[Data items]
PR #7663, opened 2024-06-13
Fix: cache not cleaned up if download fails

pwallrich:
If a server returns an error when trying to download a binaryTarget an invalid file remains in the artifacts cache.

### Motivation:

If the download of a binaryTarget fails a cache file still remains in the artifact cache.

The file only contains the server's response which is usually the status code and the error message.
Example:
```
$ ls ~/Library/Caches/org.swift.swiftpm/artifacts
.
..
https___test_example_local_foo_zip

$ cat ~/Library/Caches/org.swift.swiftpm/artifacts/https___test_example_local_foo_zip
404 page not found
```

Worse, all following `resolve` calls therefore fail because the cached file is used but is an invalid archive.

### Modifications:

If the download fails the cache file in the artifacts cache is deleted.

### Result:
As expected, the artifacts folder is empty.

Example:
```
$ ls ~/Library/Caches/org.swift.swiftpm/artifacts
.
..
```

### DIFF
--- a/Tests/WorkspaceTests/WorkspaceTests.swift
+++ b/Tests/WorkspaceTests/WorkspaceTests.swift
@@ -7471,6 +7471,7 @@ final class WorkspaceTests: XCTestCase {
         // make sure artifact downloaded is deleted
         XCTAssertTrue(fs.isDirectory(AbsolutePath("/tmp/ws/.build/artifacts/root")))
         XCTAssertFalse(fs.exists(AbsolutePath("/tmp/ws/.build/artifacts/root/a.zip")))
+        XCTAssertFalse(fs.exists(AbsolutePath("/home/user/caches/org.swift.swiftpm/artifacts/https___a_com_a_zip")))
     }
 
     func testArtifactDownloaderOrArchiverError() throws {
--- a/Tests/WorkspaceTests/WorkspaceTests.swift
+++ b/Tests/WorkspaceTests/WorkspaceTests.swift
@@ -7416,6 +7416,7 @@ final class WorkspaceTests: XCTestCase {
         let fs = InMemoryFileSystem()
         let sandbox = AbsolutePath("/tmp/ws/")
         try fs.createDirectory(sandbox, recursive: true)
+        let artifactUrl = "https://a.com/a.zip"
 
         let httpClient = LegacyHTTPClient(handler: { request, _, completion in
             do {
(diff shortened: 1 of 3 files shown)


Tests/WorkspaceTests/WorkspaceTests.swift
```diff
@@ -7471,6 +7471,7 @@ final class WorkspaceTests: XCTestCase {
         // make sure artifact downloaded is deleted
         XCTAssertTrue(fs.isDirectory(AbsolutePath("/tmp/ws/.build/artifacts/root")))
         XCTAssertFalse(fs.exists(AbsolutePath("/tmp/ws/.build/artifacts/root/a.zip")))
+        XCTAssertFalse(fs.exists(AbsolutePath("/home/user/caches/org.swift.swiftpm/artifacts/https___a_com_a_zip")))
```
MaxDesiatov, line 7474: Is this the actual path where caches were previously stored? Can we compute it somehow from previously defined paths instead of hardcoding here?

MaxDesiatov: My concern here is that if cache storage somehow changes, this test won't detect that and will continue passing.

pwallrich:
I've updated the test to get the url from the location of the workspace which is also used when initialising the BinaryArtifactsManager in the production code.
The cacheKey is now created the same way as in the BinaryArtifactsManager.

The test could still lead to false positives, if the underlying logic is changed. But I guess to prevent this the BinaryArtifactsManager would need to be refactored which I don't feel comfortable doing at the moment ^^.

Tests/WorkspaceTests/WorkspaceTests.swift
pwallrich: I've updated the test to get the url from the location of the workspace which is also used when initialising the BinaryArtifactsManager in the production code.
The cacheKey is now created the same way as in the BinaryArtifactsManager.

The test could still lead to false positives, if the underlying logic is changed. But I guess to prevent this the BinaryArtifactsManager would need to be refactored which I don't feel comfortable doing at the moment ^^.

MaxDesiatov (approved):
Thank you 👍

MaxDesiatov:
@swift-ci test

MaxDesiatov:
Definitely worth cherry-picking this one for 6.0 👍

▶ [EXERCISE PROMPT] Nothing but lines that contain "somehow" should appear in the answer. Copy each from the records.

▶ [RESPONSE]
MaxDesiatov, line 7474: Is this the actual path where caches were previously stored? Can we compute it somehow from previously defined paths instead of hardcoding here?
MaxDesiatov: My concern here is that if cache storage somehow changes, this test won't detect that and will continue passing.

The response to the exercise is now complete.